Garnett and the precedent he set did greatly affect college basketball, but not in the manner expected. The absences of Garnett, Bryant, and James and the early departures of Marbury, Iverson and Anthony have given college basketball a far greater gift than their collective presence: parity. By erasing the vast differences between top-tier programs and their lesser counterparts, the NCAA men’s basketball tournament, the most egalitarian of sporting events, has become even more so, and consequently, commensurately more compelling.

To observe this phenomenon, one must look no further than the paragons of college basketball: the three most storied programs in NCAA history all ended their tournament runs well before the tournament shifted into high gear. UCLA, winner of the greatest number of tournament championships and alma mater of two of the most dominant college players ever, Lew Alcindor and Bill Walton, did not make it out of the exceedingly weak Pacific 10 conference, and has made little noise on the national scene since its last national championship some ten years ago. The University of North Carolina, Tobacco Road bastion of Michael Jordan, James Worthy, Sam Perkins and Dean Smith, was shown the door in the second round of the tournament. And finally, the University of Kentucky, winningest program in the history of college basketball and highest overall seed in this year’s field, was unceremoniously defeated in the second round . . . by the third most important school . . . in a football state: the University of Alabama-Birmingham. In all likelihood, these “name” schools would have been the ones benefiting, had Garnett and his cronies chosen the college route. Assuming that, such dismal outcomes would have been unlikely, at minimum. Yet this is not to suggest that the absence of such stars has simply caused a sharp decline in the quality of basketball; it has simply taken away the “superstar edge” that allowed certain schools to flourish year-in and year-out.

This elimination of the superstar edge has been answered by a concomitant uplifting of the caliber of play at mid-major schools, leading to greater top-to-bottom quality. Gonzaga, a little-known university out of Spokane, previously acknowledged only as the school of John Stockton, burst onto the national scene several years ago as a basketball powerhouse. This year, it ended the regular season ranked in the top five in the major polls and merited a #2 seed in the tournament. (Ironically, of course, Gonzaga itself was upset by a little-respected University of Nevada team, dubbed “this year’s Gonzaga.”) More pertinently, two schools out of the notoriously weak Atlantic 10 conference, whose last sighting in the sports pages came with last year’s revolt of the St. Bonaventure basketball squad, reached the Elite Eight. Western Michigan, a team relatively few people had seen play during the regular season, was nonetheless favored in its first round game against Southeastern Conference opponent Vanderbilt, based solely on the reputation of Mid-American Conference teams as upset specialists. Perhaps the most convincing evidence, however, is the simplest: in the first round of this year’s tournament, ostensibly the most rife with blowouts, only twelve out of thirty-two games were won by over fifteen points; eight of those games were victories by #1 or #2 seeds, which are statistically guaranteed (though five of these would lose in the second round). Thus, only an eighth of the games featuring legitimately comparable teams were not worth watching – an eighth that was more than canceled out by the myriad competitive games decided in the final few seconds.
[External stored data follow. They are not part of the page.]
PR #2689, opened 2023-08-15
Add page rank to crawl results

jwitz:
This is an attempt to add page ranking to our indices so that Software docs rarely if ever appear before Astro docs in the homepage search bar on https://docs.astronomer.io/

See https://docsearch.algolia.com/docs/legacy/config-file/#using-page-rank

I am worried that I'm misusing "selector key", but I also don't know how to test this without merging to main!

### DIFF
--- a/algolia-config.json
+++ b/algolia-config.json
@@ -3,10 +3,12 @@
   "start_urls": [
     {
       "url": "https://docs.astronomer.io/astro",
+      "selectors_key": "astro",
       "page_rank": 5
     },
     {
       "url": "https://docs.astronomer.io/software",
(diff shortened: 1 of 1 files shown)


algolia-config.json
```diff
@@ -1,7 +1,18 @@
...
   "start_urls": [
-    "https://docs.astronomer.io"
+    {
+      "url": "https://docs.astronomer.io/astro",
+      "page_rank": 5
+    },
+    {
+      "url": "https://docs.astronomer.io/learn",
+      "page_rank": 5
+    }
```
jwitz, line 11:
```suggestion
    },
```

Certainly it would have been exhilarating to see a Magic Johnson-Larry Bird Final Four redux in the form of LeBron James and this year’s top high schooler and probable #1 overall draft pick, Dwight Howard. But if today’s high schoolers want to skip college to (with a few exceptions) ride the pine, cash checks and do little else for four years, the college game will be no worse for the wear. The most successful current sports enterprise in the United States, the National Football League, has clearly defined that the essential element to the success of a given sport is parity, and that is exactly what Kevin Garnett’s trendsetting has given men’s college basketball.